Хуже всего – глаза. Наверно, выражение затравленной тоски, засевшее в самых их уголках, не вытравить никогда и ничем. Только один человек в этом странном мире способен вернуть мне радость и душевное равновесие. Но она даже не снизошла до объяснений. Монахиня вынесла тогда короткую записку по-польски: «Я принесла всем слишком много горя. У Бога переполнилась чаша терпения. Только здесь я вымолю прощение. Пшепрашам, Луи, забудьте меня. Найдите своё счастье. Сестра Иоанна».
Как?! Где его искать, если она – всё моё счастье!
Как её не помнить…
Конечно, стоило бы отвлечься. Что только ни перебрал… Разве что отверг совет Шико – лечь в постель с мужчиной. Я гневно отказался, шут состроил гримасу невинности и заявил: королю же нравится!

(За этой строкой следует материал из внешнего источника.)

PR #85, opened 2016-01-13
Re-enable CircleCI webhook event type

dideler:
This will enable "CircleCI (webhook)" as a *Source* option on the Tokens page.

Это было накануне отъезда из Парижа. А через несколько месяцев из луврской клетки сбежал и Наварра, чтоб лично вдохновить гугенотов на борьбу. Но ему не простили переход в католичество.
В провинции я пытался восстановить душевное равновесие и вышибить клин клином. Но с Эльжбетой, прекрасной литвинкой, не смог сравниться никто. Ту сговорчивую прелестницу из Бордо, думаю, постигло разочарование, когда нестарый ещё граф механически отработал повинность на ложе любви и немедленно натянул штаны.
Дело прошлое. Сейчас меня ждёт кое-что оригинальнее неутолённых сердечных терзаний…
Удовлетворившись своим скорбным, но вполне благопристойным видом, я наказал Симону сидеть дома и сбежал вниз к коновязи. Полуночный Париж – не лучшее место для одиночных прогулок, однако предстоящая миссия не оставила мне выбора.
Утомлённая дневным переходом Матильда укоризненно заржала, когда Симон набросил на неё седло. Прости, графу негоже являться в королевский дворец пешком. В темноте лошадь споткнулась и едва не сбросила седока, когда мы пробирались через стройку к западу от Лувра. По капризу Екатерины Медичи здесь, в самый разгар гугенотских войн и крайнего истощения казны, строился новый дворец – Тюильри.
Вот и потайная дверь в стене, обращённой к реке, три стука как три удара сердца, пауза и ещё два удара…
– Входите, месье. Я доложу о вашем прибытии.
Гвардеец пропустил меня в крохотную каморку и оставил в ожидании, скрывшись в бесконечных галереях дворца. Другой шагнул наружу и взял Матильду под уздцы, этот молодой шевалье мне был смутно знаком. Наверняка он тоже знает меня, личность скандальную и приметную, посему о моём присутствии в королевской резиденции узнают слишком многие.